Assignment
Retype each line below without a single alteration.

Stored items

== Segment start ==

Issue #18708, opened 2019-06-10
in-app-purchase / product - Miss match between documentation/types to result


oriSomething:
`Product` of (`InAppPurchase`) - Miss match between documentation/types to result of the key `downloadable`.

### Preflight Checklist

* [x] I have read the [Contributing Guidelines](https://github.com/electron/electron/blob/master/CONTRIBUTING.md) for this project.
* [x] I agree to follow the [Code of Conduct](https://github.com/electron/electron/blob/master/CODE_OF_CONDUCT.md) that this project adheres to.
* [x] I have searched the issue tracker for an issue that matches the one I want to file, without success.

### Issue Details

* **Electron Version:**
`v5.0.3`

* **Operating System:**
macOS 10.14.15

* **Last Known Working Electron version:**
N/A

### Expected Behavior

The `Product` structure of returned data from `inAppPurchase.getProducts()` should contain `downloadable` key as in the [docs / TS type definitions](https://github.com/electron/electron/blob/master/docs/api/structures/product.md)

### Actual Behavior

The `Product` contains `isDownloadable` key (which isn't documented).

### Screenshots

![Screen Shot 2019-06-10 at 11 54 30](https://user-images.githubusercontent.com/2685242/59184392-b58f9b00-8b76-11e9-99a0-58fb7eead403.png)

### Additional Information

I think the issue related to [this line](https://github.com/electron/electron/blob/3e5a98b5f43fe70961eb6452dc8837453c6de1a0/atom/browser/api/atom_api_in_app_purchase.cc#L64)

PR #18720, opened 2019-06-10
fix: correct isDownloadable docs to match impl

codebytere:
#### Description of Change

Closes https://github.com/electron/electron/issues/18708.

Corrects product documentation  to match implementation, since the actual instance property for SKProducts is [`isDownloadable`](https://developer.apple.com/documentation/storekit/skproduct/1506161-isdownloadable?language=objc). Also corrects product object nomenclature for consistency and improves the value information a tad.

cc @MarshallOfSound @nornagon @miniak 

#### Checklist

- [x] `npm test` passes

#### Release Notes

Notes: none

### DIFF
--- a/atom/browser/api/atom_api_in_app_purchase.cc
+++ b/atom/browser/api/atom_api_in_app_purchase.cc
@@ -61,7 +61,7 @@ struct Converter<in_app_purchase::Product> {
     dict.Set("formattedPrice", val.formattedPrice);
 
     // Downloadable Content Information
-    dict.Set("isDownloadable", val.downloadable);
+    dict.Set("isDownloadable", val.isDownloadable);
 
     return dict.GetHandle();
   }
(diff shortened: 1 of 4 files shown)


MarshallOfSound:
Fun question.

(a) How long has this been broken.
(b) Should we update the documentation to match what people might have been using or fix the impl to match documentation 🤔

codebytere:
🤔 excellent question...blame says since always.

in that event, perhaps better to correct docs instead?

MarshallOfSound:
@codebytere I'd prefer to update the docs in this case 👍

codebytere:
Linux failures are [flakes](https://circleci.com/gh/electron/electron/224586?utm_campaign=vcs-integration-link&utm_medium=referral&utm_source=github-checks-link), they both pertain to `emit` events with no codepath correlation to the changes in this PR.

== Segment end ==

Written answer
Issue #18708, opened 2019-06-10
in-app-purchase / product - Miss match between documentation/types to result


oriSomething:
`Product` of (`InAppPurchase`) - Miss match between documentation/types to result of the key `downloadable`.

### Preflight Checklist

* [x] I have read the [Contributing Guidelines](https://github.com/electron/electron/blob/master/CONTRIBUTING.md) for this project.
* [x] I agree to follow the [Code of Conduct](https://github.com/electron/electron/blob/master/CODE_OF_CONDUCT.md) that this project adheres to.
* [x] I have searched the issue tracker for an issue that matches the one I want to file, without success.

### Issue Details

* **Electron Version:**
`v5.0.3`

* **Operating System:**
macOS 10.14.15

* **Last Known Working Electron version:**
N/A

### Expected Behavior

The `Product` structure of returned data from `inAppPurchase.getProducts()` should contain `downloadable` key as in the [docs / TS type definitions](https://github.com/electron/electron/blob/master/docs/api/structures/product.md)

### Actual Behavior

The `Product` contains `isDownloadable` key (which isn't documented).

### Screenshots

![Screen Shot 2019-06-10 at 11 54 30](https://user-images.githubusercontent.com/2685242/59184392-b58f9b00-8b76-11e9-99a0-58fb7eead403.png)

### Additional Information

I think the issue related to [this line](https://github.com/electron/electron/blob/3e5a98b5f43fe70961eb6452dc8837453c6de1a0/atom/browser/api/atom_api_in_app_purchase.cc#L64)

PR #18720, opened 2019-06-10
fix: correct isDownloadable docs to match impl

codebytere:
#### Description of Change

Closes https://github.com/electron/electron/issues/18708.

Corrects product documentation  to match implementation, since the actual instance property for SKProducts is [`isDownloadable`](https://developer.apple.com/documentation/storekit/skproduct/1506161-isdownloadable?language=objc). Also corrects product object nomenclature for consistency and improves the value information a tad.

cc @MarshallOfSound @nornagon @miniak 

#### Checklist

- [x] `npm test` passes

#### Release Notes

Notes: none

### DIFF
--- a/atom/browser/api/atom_api_in_app_purchase.cc
+++ b/atom/browser/api/atom_api_in_app_purchase.cc
@@ -61,7 +61,7 @@ struct Converter<in_app_purchase::Product> {
     dict.Set("formattedPrice", val.formattedPrice);
 
     // Downloadable Content Information
-    dict.Set("isDownloadable", val.downloadable);
+    dict.Set("isDownloadable", val.isDownloadable);
 
     return dict.GetHandle();
   }
(diff shortened: 1 of 4 files shown)


MarshallOfSound:
Fun question.

(a) How long has this been broken.
(b) Should we update the documentation to match what people might have been using or fix the impl to match documentation 🤔

codebytere:
🤔 excellent question...blame says since always.

in that event, perhaps better to correct docs instead?

MarshallOfSound:
@codebytere I'd prefer to update the docs in this case 👍

codebytere:
Linux failures are [flakes](https://circleci.com/gh/electron/electron/224586?utm_campaign=vcs-integration-link&utm_medium=referral&utm_source=github-checks-link), they both pertain to `emit` events with no codepath correlation to the changes in this PR.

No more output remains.